The straitjacket of conservative macroeconomic management, trade and financial
liberalization, as well as a subservient debt policy, kept the economy from
expanding significantly. As a result, the percentage of the population living
in poverty increased from 30% to 33% between 2003 and 2006, according to World
Bank figures. By 2006, there were more poor people in the Philippines than at
any other time in the country's history.
Policy and poverty in the Third World
The Philippine story is paradigmatic. Many countries in Latin America, Africa,
and Asia saw the same story unfold. Taking advantage of the Third World debt
crisis, the IMF and the World Bank imposed structural adjustment in over 70
developing countries in the course of the 1980s.
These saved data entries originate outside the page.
PR #22, opened 2023-06-22
patch - adding default value for alert timeWindow from PrometheusRule

OrNovo:
PrometheusRule `for` field is optional but in Coralogix it's required.
Another deference, is that in Coralogix it can be just one of - [1m, 5m, 10m, 15m, 20m, 30m, 1H, 2H, 4H, 6H, 12H, 24H].
How do we want to handle empty `for`, and how do we want to handle `for` which is not one of the options above?

### DIFF
--- a/controllers/prometheusrule_controller.go
+++ b/controllers/prometheusrule_controller.go
@@ -265,7 +265,7 @@ func prometheusInnerRuleToCoralogixAlert(prometheusRule prometheus.Rule) coralog
 
 	timeWindow, ok := prometheusAlertForToCoralogixPromqlAlertTimeWindow[prometheusRule.For]
 	if !ok {
-		timeWindow = prometheusAlertForToCoralogixPromqlAlertTimeWindow["10m"]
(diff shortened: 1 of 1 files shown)


controllers/prometheusrule_controller.go
```diff
@@ -263,7 +263,10 @@ func prometheusInnerRuleToCoralogixAlert(prometheusRule prometheus.Rule) coralog
 		notificationPeriod = defaultCoralogixNotificationPeriod
 	}
 
-	timeWindow := prometheusAlertForToCoralogixPromqlAlertTimeWindow[prometheusRule.For]
+	timeWindow, ok := prometheusAlertForToCoralogixPromqlAlertTimeWindow[prometheusRule.For]
```
nicolastakashi, line 266: Ideally users should be able to configure the default options of the operator, through flags

nicolastakashi: Since Prometheus default value is 0 this means as soon as the expression gives us some results it will fire an alert, I would say we may stay as close as possible to this behavior and use the default for as 1m

nicolastakashi (approved):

Trade liberalization followed
adjustment in the 1990s as the WTO, and later rich countries, dragooned
developing countries into free-trade agreements.
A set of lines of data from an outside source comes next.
PR #23, opened 2023-06-23
[CHORE] Removing master name from workflows

nicolastakashi:
I'm removing the `master` branch name from all Github workflows after changing the branch name from `master` to `main`.


matej-g (approved):
🎸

Because of this trade liberalization, gains in economic growth and poverty
reduction posted by developing countries in the 1960s and 1970s had disappeared
by the 1980s and 1990s. In practically all structurally adjusted countries,
trade liberalization wiped out huge swathes of industry, and countries enjoying
a surplus in agricultural trade became deficit countries.
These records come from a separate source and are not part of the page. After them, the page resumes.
PR #32, opened 2023-07-18
batch - support integration-name instead of integration-ID

OrNovo:
e.g. -

`integrationName: WebhookAlerts` instead of `integrationID: 2235`


controllers/alphacontrollers/alert_controller.go
```diff
@@ -992,8 +995,17 @@ func flattenNotification(notification *alerts.AlertNotification) coralogixv1alph
 
 	switch integration := notification.GetIntegrationType().(type) {
 	case *alerts.AlertNotification_IntegrationId:
-		flattenedNotification.IntegrationID = new(int32)
-		*flattenedNotification.IntegrationID = int32(integration.IntegrationId.GetValue())
+		id := strconv.Itoa(int(integration.IntegrationId.GetValue()))
+		webhookStr, err := coralogixv1alpha1.WebhooksClient.GetWebhook(context.Background(), id)
+		if err != nil {
```
OrNovo, line 1000: not sure how we want to handle APIs errors

controllers/alphacontrollers/alert_controller.go
```diff
@@ -992,8 +995,17 @@ func flattenNotification(notification *alerts.AlertNotification) coralogixv1alph
...
+			return flattenedNotification
+		}
+		var m map[string]interface{}
+		if err = json.Unmarshal([]byte(webhookStr), &m); err != nil {
```
OrNovo, line 1004: Also not sure about this error handling

apis/coralogix/v1alpha1/alert_types.go
```diff
@@ -1053,6 +1061,23 @@ func expandNotification(notification Notification) (*alerts.AlertNotification, e
 	return result, nil
 }
 
+func extractIntegrationID(name string) (uint32, error) {
```
nicolastakashi, line 1064: Not required, but I'd suggest getIntegration, findIntegration or serachIntegration

controllers/alphacontrollers/alert_controller.go
```diff
@@ -992,8 +995,17 @@ func flattenNotification(notification *alerts.AlertNotification) coralogixv1alph
 
 	switch integration := notification.GetIntegrationType().(type) {
 	case *alerts.AlertNotification_IntegrationId:
-		flattenedNotification.IntegrationID = new(int32)
-		*flattenedNotification.IntegrationID = int32(integration.IntegrationId.GetValue())
+		id := strconv.Itoa(int(integration.IntegrationId.GetValue()))
+		webhookStr, err := coralogixv1alpha1.WebhooksClient.GetWebhook(context.Background(), id)
```
nicolastakashi, line 999: Should we avoid context.BackGround()?
And get the context from the caller?

controllers/alphacontrollers/alert_controller.go
```diff
@@ -992,8 +995,17 @@ func flattenNotification(notification *alerts.AlertNotification) coralogixv1alph
 
 	switch integration := notification.GetIntegrationType().(type) {
 	case *alerts.AlertNotification_IntegrationId:
```
nicolastakashi, line 997: Should this still exist, even if we're removing the integration id?

OrNovo: It suppose to be nil when you remove it

OrNovo:
@nicolastakashi I guess charts also have to be updated?

nicolastakashi:
> @nicolastakashi I guess charts also have to be updated?

We need to update the CRDs and also the Image version.
Worth we have a task to automate this soon

OrNovo:
> > @nicolastakashi I guess charts also have to be updated?
> 
> We need to update the CRDs and also the Image version. Worth we have a task to automate this soon

so to leave it to different PR?

apis/coralogix/v1alpha1/alert_types.go
```diff
@@ -1053,6 +1061,23 @@ func expandNotification(notification Notification) (*alerts.AlertNotification, e
 	return result, nil
 }
 
+func searchIntegrationID(ctx context.Context, name string) (uint32, error) {
```
nicolastakashi, line 1064: Just wondering if maybe makes sense for this function to return a integration struct, so in the future, we can leverage this method to manage integrations using the Operator.

OrNovo: When we mange integrations we (probably) won't have to query all the webhooks

controllers/alphacontrollers/alert_controller.go
ArthurSens: If we don't have think kind of knowledge, I guess it is fine to fail the reconciliation

controllers/alphacontrollers/alert_controller.go
ArthurSens: I think flattenNotification should return errors, and the error will be handled in the reconciliation loop

ArthurSens (commented):
Awesome Or, thanks for tackling this one!

I left a few comments regarding error handling. It should be good to merge after that

ArthurSens:
Also food for thought for a future improvement, we could avoid multiple calls to the webhook API if we do a single one when the operator is initializing and cache those webhooks in memory.

The operator itself can provide the webhook IDs, instead of calling the Webhook API once per Alert resource

controllers/alphacontrollers/alert_controller.go
OrNovo: I think it would be better to leave it to reconciliation anyway to avoid complicate logic here

ArthurSens: Yeah, let's just return the error and decide what to do with it during reconciliation

controllers/alphacontrollers/alert_controller.go
OrNovo: The purpose of flatten is to initialize or update the status of the alert. I don't want to fail the update of the status just because of a failure in placing the integration-name. How about leaving the integration-name nil?

ArthurSens: If we leave the integration name as nil, the operator will try to reconcile it again since the Spec and Status are different, right? The loop will continue forever, until we don't fail to fetch a valid `alias`.

I think we want to fail the status update here, it will continue this reconciliation loop, but at least the metric `reconciliation_errors_total` provided by kubebuilder will increase, and we can trigger alerts for this scenario

OrNovo: The reconcile happens forever anyway, the question is just in witch period.
If the Spec and Status are different it will try to update the alert with Update call to the backend but the period to the next reconciliation stays the same.

ArthurSens: Thanks for the explanation :) 

Still, I believe we want to fail here so we can monitor this failures with kubebuilder built-in metrics

OrNovo: It makes the code little bit ugly :'(  but let me know if you think this is a good solution

OrNovo:
> Also food for thought for a future improvement, we could avoid multiple calls to the webhook API if we do a single one when the operator is initializing and cache those webhooks in memory.
> 
> The operator itself can provide the webhook IDs, instead of calling the Webhook API once per Alert resource

TBH I'm not a big fan of handling states inside the operator, but I guess we won't have a choice.

controllers/alphacontrollers/alert_controller.go
```diff
@@ -212,11 +216,17 @@ func (r *AlertReconciler) Reconcile(ctx context.Context, req ctrl.Request) (ctrl
 		log.V(1).Info("Alert was updated", "alert", jstr)
 	}
 
+	if flattenErr != nil {
+		log.Error(err, "Received an error while flattened Alert")
```
ArthurSens, line 220:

By the beginning of the millennium, the number of people living in extreme
poverty had increased globally by 28 million from the decade before. The number
of poor increased in Latin America and the Caribbean, Central and Eastern
Europe, the Arab states, and sub-Saharan Africa. The reduction in the number of
the world's poor mainly occurred in China and countries in East Asia, which
spurned structural readjustment policies and trade liberalization multilateral
institutions and local neoliberal technocrats imposed other developing
economies.
China and the rapidly growing newly industrializing countries of East and
Southeast Asia, where most of the global reduction in poverty took place, were
marked by high degrees of corruption. The decisive difference between their
performance and that of countries subjected to structural adjustment was not
corruption but economic policy.
Despite its malign effect on democracy and civil society, corruption is not the
main cause of poverty. The "anti poverty, anti-corruption" crusades that so
enamor the middle classes and the World Bank will not meet the challenge of
poverty. Bad economic policies create and entrench poverty. Unless and until we
reverse the policies of structural adjustment, trade liberalization, and
conservative macroeconomic management, we will not escape the poverty trap.
FPIF columnist Walden Bello is a representative of the party-list Akbayan
in the Philippine House of Representatives.